PR #904, opened 2019-04-25
refactor(rpc): combine added & removed order calls

### LINKED ISSUE #903: Combine `SubscribeAddedOrders` and `SubscribeRemovedOrders` to ensure correct order

sangaman:
This combines the `SubscribeAddedOrders` and `SubscribeRemovedOrders` rpc calls into a single `SubscribeOrders` calls. This is done to ensure that updates to the order book do not get transmitted out of order. gRPC guarantees message ordering within an individual call: https://grpc.io/docs/guides/concepts.html#server-streaming-rpc. However, with separate calls an edge case exists where a client receives an order removal message before the order added message for that same order.

Closes #903.


sangaman:
Just a note, the tests are failing because I worked on the simulation tests using Go 1.12, which is currently the minimum version required by lnd. I'm thinking it would make sense to use 1.12 for our simulation tests as well, particularly in anticipation of using lnd 0.6 with hold invoices (which will not worker with less than 1.12). I'll put that in a separate PR though so it can be merged sooner, then rebase this PR.

sangaman:
Tests passing now with Go 1.12.

PR #906, opened 2019-04-25
test: use go 1.12 for simulation tests

sangaman:
This updates the simulation tests to use Go 1.12 in anticipation of using lnd 0.6, for which the minimum Go version is 1.12.


kilrau:
Alex Bosworth reported some 30x-100x performance loss with go 1.12 on Mac. If that is also the case for you, you might just want to continue developing on 1.11 @moshababo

• [Work required]: Word for word, repeat each entry shown above.

• [Task answer]:
PR #904, opened 2019-04-25
refactor(rpc): combine added & removed order calls

### LINKED ISSUE #903: Combine `SubscribeAddedOrders` and `SubscribeRemovedOrders` to ensure correct order

sangaman:
This combines the `SubscribeAddedOrders` and `SubscribeRemovedOrders` rpc calls into a single `SubscribeOrders` calls. This is done to ensure that updates to the order book do not get transmitted out of order. gRPC guarantees message ordering within an individual call: https://grpc.io/docs/guides/concepts.html#server-streaming-rpc. However, with separate calls an edge case exists where a client receives an order removal message before the order added message for that same order.

Closes #903.


sangaman:
Just a note, the tests are failing because I worked on the simulation tests using Go 1.12, which is currently the minimum version required by lnd. I'm thinking it would make sense to use 1.12 for our simulation tests as well, particularly in anticipation of using lnd 0.6 with hold invoices (which will not worker with less than 1.12). I'll put that in a separate PR though so it can be merged sooner, then rebase this PR.

sangaman:
Tests passing now with Go 1.12.

PR #906, opened 2019-04-25
test: use go 1.12 for simulation tests

sangaman:
This updates the simulation tests to use Go 1.12 in anticipation of using lnd 0.6, for which the minimum Go version is 1.12.


kilrau:
Alex Bosworth reported some 30x-100x performance loss with go 1.12 on Mac. If that is also the case for you, you might just want to continue developing on 1.11 @moshababo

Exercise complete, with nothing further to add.